10 Stock-Market Myths That Just Won't Die

IN THE NEWS from The Wall Street Journal


With the PSEi closing today at an all-time high (lending credence to this little prediction I made six weeks back), investor interest and confidence on the local stock market continues to roll. The six-month return on local stocks is now at a staggering 23%, even as more developed markets in Hong Kong and New York remain stagnant or continue to flounder (see image above). Perhaps now, more than ever, is the perfect time to take a closer look at some of the things our so-called experts, stock brokers, and financial advisers say about stock investing and make the most out of this potentially rewarding situation.

1. "This is a good time to invest in the stock market."

It may run counter to what our instinct tells us, but maybe the best thing to do in a situation like this is get out and sell. That is unless you believe the index is going to double in the next few years, as some of these geniuses insist.

2. "Stocks on average make you about 10% a year."

This is based on some past history--stretching back to the 1800s in the US--and it's full of holes. Think about how different the past ten years is from the ten before that, what with our Internets, Googles, iPhones, and iPads. Now imagine how the collective "we"--investors, listed companies, and market dynamics--are different from "them" some 100 years ago. And after all, we all do agree that past performance does not matter, don't we?

3. "Our economists are forecasting..."

Forecasting is, at best, a calculated guess. Even if the person doing the forecasting (i.e., the economist) asserts that he knows what he's doing, actual results tell us that it cannot be done consistently accurate. Show me one person who was able to predict this market high (e.g., me), and I'll show you a hundred others who bet on the opposite.

4. "Investing in the stock market lets you participate in the growth of the economy."

I look at the Hong Kong economy now and the performance of its stock market in the past year, and I only see inconsistency, which is the same thing I see when I think of the way things are in the Philippines and this overwhelming stock market performance. This incongruence happens because economic performance is built on fundamentals, unlike stock market performance, which sits on top of the unpredictable whims and behavior of market participants.

5. "If you want to earn higher returns, you have to take more risk."

At its essence, this is something I still subscribe to; anyway, it all depends on how we define and measure risk. Just remember, it does not make sense to invest in something that exposes you to a significantly high chance of losing principal, since that does not necessarily equate to higher returns.
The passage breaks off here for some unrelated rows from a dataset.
PR #373, opened 2018-05-24
Add fullbridgeoptimizer function

blegat:
This would allow JuMP to transform
https://github.com/JuliaOpt/JuMP.jl/blob/a59a431419f885a0e11c2838b50bea0e63061647/src/JuMP.jl#L164
into
```julia
m.moibackend = MOIB.fullbridgeoptimizer(MOIU.CachingOptimizer(MOIU.UniversalFallback(JuMPMOIModel{Float64}()), mode == Automatic ? MOIU.Automatic : MOIU.Manual), Float64)
```
and not have to explicitly add each MOI bridge.
It would be nice if this could also be part of MOI v0.3 :)

### DIFF
--- a/src/Bridges/bridgeoptimizer.jl
+++ b/src/Bridges/bridgeoptimizer.jl
@@ -91,42 +91,42 @@ function MOI.canget(b::AbstractBridgeOptimizer, attr::Union{MOI.NumberOfConstrai
 end
 function MOI.get(b::AbstractBridgeOptimizer, loc::MOI.ListOfConstraintIndices{F, S}) where {F, S}
     if isbridged(b, F, S)
-        MOI.get(b.bridged, loc)
+        locr = MOI.get(b.bridged, loc)
     else
         locr = MOI.get(b.model, loc)
-        for bridge in values(b.bridges)
-            for c in MOI.get(bridge, loc)
-                i = findfirst(locr, c)
-                if (VERSION >= v"0.7.0-DEV.3395" && i !== nothing) || (VERSION < v"0.7.0-DEV.3395" && !iszero(i))
-                    MOI.deleteat!(locr, i)
-                end
+    end
+    for bridge in values(b.bridges)
+        for c in MOI.get(bridge, loc)
+            i = findfirst(locr, c)
+            if (VERSION >= v"0.7.0-DEV.3395" && i !== nothing) || (VERSION < v"0.7.0-DEV.3395" && !iszero(i))
+                MOI.deleteat!(locr, i)
             end
         end
-        locr
     end
+    locr
 end
-function _numberof(b::AbstractBridgeOptimizer, attr::Union{MOI.NumberOfConstraints, MOI.NumberOfVariables})
-    s = MOI.get(b.model, attr)
+function _numberof(b::AbstractBridgeOptimizer, model::MOI.ModelLike, attr::Union{MOI.NumberOfConstraints, MOI.NumberOfVariables})
+    s = MOI.get(model, attr)
     for v in values(b.bridges)
         s -= MOI.get(v, attr)
     end
     s
 end
-MOI.get(b::AbstractBridgeOptimizer, attr::MOI.NumberOfVariables) = _numberof(b, attr)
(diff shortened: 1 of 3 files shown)


src/Bridges/bridgeoptimizer.jl
```diff
@@ -91,42 +91,42 @@ function MOI.canget(b::AbstractBridgeOptimizer, attr::Union{MOI.NumberOfConstrai
...
+        _numberof(b, b.model, attr)
     end
 end
 MOI.canget(b::AbstractBridgeOptimizer, attr::MOI.ListOfConstraints) = MOI.canget(b.model, attr) && MOI.canget(b.bridged, attr)
 _noc(b, fs) = MOI.get(b, MOI.NumberOfConstraints{fs...}())
 function MOI.get(b::AbstractBridgeOptimizer, attr::MOI.ListOfConstraints)
-    loc = MOI.get(b.model, attr)
-    rm = find(_noc.(b, loc) .== 0)
+    loc = [MOI.get(b.model, attr); MOI.get(b.bridged, attr)]
+    rm = find(iszero.(_noc.(b, loc)))
```
mlubin: I don't understand what's going on here. The names `loc`, `_noc`, and `rm` don't help with readability. Why do entries need to be deleted?

test/bridge.jl
```diff
@@ -101,28 +123,27 @@ MOIU.@model NoRSOCModel () (EqualTo, GreaterThan, LessThan, Interval) (Zeros, No
         @test MOIB.bridge(bridgedmock, c) isa MOIB.RSOCtoPSDCBridge
     end
 
+    @testset "Combining two briges" begin
+        fullbridgedmock = MOIB.fullbridgeoptimizer(mock, Float64)
+        mock.optimize! = (mock::MOIU.MockOptimizer) -> MOIU.mock_optimize!(mock, [1, 1, 0, 1, 1, 0, 1, √2])
+        config = MOIT.TestConfig()
+        MOIT.rootdett1vtest(fullbridgedmock, config)
+        MOIT.rootdett1ftest(fullbridgedmock, config)
+        @test !MOI.canget(fullbridgedmock, MOI.ConstraintDual(), MOI.ConstraintIndex{MOI.VectorAffineFunction{Float64}, MOI.RootDetConeTriangle})
```
mlubin: Why do you expect to not be able to get the constraint dual? Because it's not implemented in the bridge?

blegat: Yes, it's not yet implemented.

mlubin: Better to add a comment to that effect then

src/Bridges/bridgeoptimizer.jl
```diff
@@ -122,11 +122,11 @@ function MOI.get(b::AbstractBridgeOptimizer, attr::MOI.NumberOfConstraints{F, S}
...
 end
 MOI.canget(b::AbstractBridgeOptimizer, attr::MOI.ListOfConstraints) = MOI.canget(b.model, attr) && MOI.canget(b.bridged, attr)
-_noc(b, fs) = MOI.get(b, MOI.NumberOfConstraints{fs...}())
 function MOI.get(b::AbstractBridgeOptimizer, attr::MOI.ListOfConstraints)
-    loc = [MOI.get(b.model, attr); MOI.get(b.bridged, attr)]
-    rm = find(iszero.(_noc.(b, loc)))
-    deleteat!(loc, rm)
+    list_of_types = [MOI.get(b.model, attr); MOI.get(b.bridged, attr)]
+    types_to_remove = find(iszero.(map(FS -> MOI.get(b, MOI.NumberOfConstraints{FS...}()), list_of_types)))
+    deleteat!(list_of_types, types_to_remove)
```
mlubin: Why do we need to remove some types? Why would the model or the bridge return constraint types where `NumberOfConstraints` is zero?

blegat: Because these are constraints created by a bridge and not by the user. `NumberOfConstraints` takes care of removing them.

blegat: I have added a comment explaining this :)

6. "The market's really cheap right now. The P/E is only about 13."

Two things we have to remember about using the P/E ratio to gauge the value of markets and individual stocks. One, earnings or, in other words, accounting income, can easily be manipulated. Two, the attractiveness of a certain P/E is in the eye of the beholder: for a guy who's used to 30x P/Es in China, a 15x P/E in Hong Kong looks very cheap and tempting, indeed; but for someone in the US, for example, who's used to multiples of 13x, 15x P/E stocks may look just a tad expensive.

7. "You can't time the market."

Haven't you heard me say this time and time again? But forget what I said--it can be done. You just need a couple of cojones and a bit of luck. And now's the perfect time to try it. Sell... n... o... w.

8. "We recommend a diversified portfolio of mutual funds."

Putting all your cash in just one kind of mutual fund or UITF, be it equity or fixed income, may not be diversification enough. To really reap the benefits of diversification, you'll need to invest across asset classes.

9. "This is a stock picker's market."

Again, stock picking is more an art form than skill. Maybe now's the best time to show how investing in a passive fund which tracks the market index, now with a 35% year-on-year return, is a tough act to follow, much less beat.

10. "Stocks outperform over the long term."

This passage from the article is just too beautiful to change:

"Define the long term? If you can be down for 10 or more years, exactly how much help is that? As John Maynard Keynes, the economist, once said: 'In the long run we are all dead."